Help! Micro seaplane porpoising in flight

foxtare

New member
Hi everyone! I just maidened a micro seaplane I built over the weekend, and I noticed a couple of bad flight tendencies I want to iron out before I try flying off of water... First off, it likes to tip stall a little bit, which I think I can fix by correcting my airfoil shape a little bit--I wasn't too careful building my wings. Worse, though, the tail starts flapping up and down once it gets to a certain speed. If I apply much rudder at that speed, it tip-stalls and enters an almost unrecoverable spin. So far, my best guess about what's going on is that the bottom of the fuselage has some deep steps, and I'm guessing these create a low-pressure zone back near the tail, sucking the tail down until the angle of attack increases enough that the tail noses the plane back down, re-creating the low-pressure zone, repeating over and over. Any aerodynamicists out there have some sage advice?

Here's a pic of the plane:
IMG-0880.jpg
 

PsyBorg

Wake up! Time to fly!
Just off the top of my head it looks like the motor is pointing level as it sits but would be pretty steep down angle when the wings are level.

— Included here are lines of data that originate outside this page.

PR #76445, opened 2023-05-01
Odyssey Widget: use container query with media query as fallback

### LINKED ISSUE #76380: Odyssey Widget: Single column for when container is narrow
This apply for both mobile layout and also desktop layout, when the container is narrower than a certain number, we show single columned widget.

Image

kangzj:
Related to #76380

## Proposed Changes

- Replaces Media Query with [Container Query](https://developer.mozilla.org/en-US/docs/Web/CSS/CSS_Container_Queries) , which has ~86% support, which is not-bad support rate for browsers.
- Fallback to Media Query
- Uses `<=599px` as a narrow breakpoint

A note here, named container doesn't seem to work on Firefox - we only used the unnamed container solution.

## Testing Instructions

* Adjust the width of the screen on Chrome, Firefox and Safari
* Ensure the widget switches to mobile layout when the container is narrower than `600px`
* Ensure it works well on Android Chrome (40% of market share)

image

## Pre-merge Checklist


apps/odyssey-stats/src/widget/hightlights.scss
```diff
@@ -19,7 +19,8 @@ $offset-padding-hovering: 8px;
 		display: none;
 		margin-top: 16px;
 
-		@media only screen and (max-width: $break-dashboard-mobile) {
+		/* stylelint-disable-next-line scss/at-rule-no-unknown */
+		@container (max-width: #{$break-dashboard-mobile}) {
```
jsnmoon: We may want to consider using `$break-small` (600px) from `@wordpress/base-styles/breakpoints` instead of defining our own breakpoint. Doing so will allow us to avoid adding stylelint exceptions.

jsnmoon (approved):
This works well on desktop Firefox, desktop Chrome, and mobile Chrome.

It didn't work in Samsung Internet Browser (v19) [as expected](https://caniuse.com/css-container-query-units), but that's a little concerning given it was released only a few months ago in October 2022. Is it possible to add window media query fallback?

At any rate, I don't think these concerns are worth blocking this PR.

grzegorz-cp:
It works fine in Chrome on Samsung S22.

apps/odyssey-stats/src/app.scss
```diff
@@ -63,7 +63,7 @@
 	}
 
 	// Black segmented controls.
-	.is-section-stats .segmented-control .segmented-control__item {
+	.is-section-stats ul.segmented-control li.segmented-control__item {
```
kangzj, line 66: Fix green Segment Control on summary page by the way:

image

apps/odyssey-stats/src/widget/hightlights.scss
kangzj: The linting error is from `@container` which is unknown to SCSS transpiler. I did change to use `@wordpress/base-styles/breakpoints`, but the error deprecating is still needed to pass linting.

kangzj:
@jsnmoon @grzegorz-cp Thanks for your review. I updated the code with media query fallback and could use another look please. Thank you so much for testing multiple browsers. 👍

apps/odyssey-stats/src/widget/index.scss
```diff
@@ -100,3 +95,12 @@ $segmentedControlItemBorderRadius: 4px;
 		color: var(--studio-gray-100);
 	}
 }
+
+/* stylelint-disable-next-line scss/at-rule-no-unknown */
+@container (max-width: #{$break-small}) {
```
dognose24: The Stats Widget container width could be under `600px` in the four columns dashboard layout even though the window width is `2560px`, which is a little weird. IMHO, I prefer to set `480px` for the container query that still accommodates enough information for two columns of module cards. cc @jsnmoon 

截圖 2023-05-02 下午3 12 46

dognose24 (approved):
Thanks for the nice improvement, @kangzj! Works as described! I have some thoughts on the container query breakpoint, which differs from the breakpoint for window width. 🙂

apps/odyssey-stats/src/widget/index.scss
kangzj: Agreed 👍

PR #76454, opened 2023-05-01
Plans: Move query to domain-suggestions store

aneeshd16:
Related to p1682942089709679-slack-CV2TX2PAN

## Proposed Changes

* This PR moves the `useGetWordPressSubdomain` query hook to the `domain-suggestions` data store to decouple it from the plans grid. Also added a generic `useGetDomainSuggestions` hook which can be used to fetch domain suggestions. 

## Testing Instructions

Same as #75526

## Pre-merge Checklist


client/my-sites/plan-features-2023-grid/components/features.tsx
```diff
@@ -1,8 +1,8 @@
 import { getPlanClass, FEATURE_CUSTOM_DOMAIN, isFreePlan } from '@automattic/calypso-products';
+import { useGetWordPressSubdomain } from '@automattic/data-stores/src/domain-suggestions';
```
chriskmnds: Thinking whether it would be better to have `import { DomainSuggestions } from '@automattic/data-stores';` instead - and reach the query via `DomainSuggestions.useGetWordPressSubdomain`. 

Although, could that imply having the store registered as a side effect? (I think it won't be the case here, as we still need to explicitly call the `register` function, but it might become the case once the store is refactored like the others) If not a concern, then I'd go for `import { DomainSuggestions } from '@automattic/data-stores';`

packages/data-stores/src/domain-suggestions/queries.ts
```diff
@@ -0,0 +1,67 @@
...
+						suggestion.currency_code && {
+							cost: getFormattedPrice( suggestion.raw_price, suggestion.currency_code ),
+						} ),
+				};
+			} );
+
+			return processedSuggestions;
+		},
+		enabled: !! search,
+		staleTime: 1000 * 60 * 5, // 5 minutes
```
chriskmnds: Maybe we can pull this out into a constant. 

Also a little concerning maybe that there's no consistency or design across most queries in data stores concerning this expiration time (some set to Infinity, others to some value). could this be configured better?

packages/data-stores/src/domain-suggestions/queries.ts
```diff
@@ -0,0 +1,67 @@
+import { useQuery } from '@tanstack/react-query';
+import { stringify } from 'qs';
+import wpcomProxyRequest from 'wpcom-proxy-request';
+import { getFormattedPrice, normalizeDomainSuggestionQuery } from './utils';
```
chriskmnds, line 4: Nice reuse

chriskmnds (approved):
Looks good. Tested and modal works as expected. Thanks for the follow-up @aneeshd16! 💯 

Not sure if expected, or something due to a rebase needed, but I no longer see the "_Free for the first year with annual paid plans_"  notif with this PR:

Screenshot 2023-05-04 at 2 47 00 PM

Happy to take another look and help confirm if any changes are needed.

aneeshd16:
Thanks @chriskmnds for the review!

> Not sure if expected, or something due to a rebase needed, but I no longer see the "Free for the first year with annual paid plans" notif with this PR:

I am not able to reproduce this. Can you reproduce this consistently? The PR does not affect the domains step, so maybe this is a temporary issue? 🤔

chriskmnds:
> I am not able to reproduce this. Can you reproduce this consistently? The PR does not affect the domains step, so maybe this is a temporary issue? 🤔

Sounds like some temporary issue I stumbled on. No longer see it now, locally or in the live image.

packages/data-stores/src/domain-suggestions/queries.ts
aneeshd16: > Maybe we can pull this out into a constant.

Done via 8e0788fce420e5ffc8a721c749804295c2ab1c00.

> Also a little concerning maybe that there's no consistency or design across most queries in data stores concerning this expiration time (some set to Infinity, others to some value). could this be configured better?

I think it depends on the query too. In some cases, the server data will never change, so it is safe to set the staleTime to Infinity. In our case, there is a small chance that the free subdomain could be picked up by some other user, so we set a finite expiration.

client/my-sites/plan-features-2023-grid/components/features.tsx
aneeshd16: Done via 5061f39b6bc2ab0314dedef4732688dbf8fa692e

chriskmnds:
Great work all around 🥇 Tests out for me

As you power up the nose dives losing lift and as the tail gets over the top of the main wing that angle is enough to force the tail down until the main wing is once again above it then starts the same process over again.

I am probably off on this so take my thoughts with a grain of salt and wait for more experienced people to chime in. @localfiend would be an excellent person to poke with a stick for answers on this as he did an awesome PBY a while back.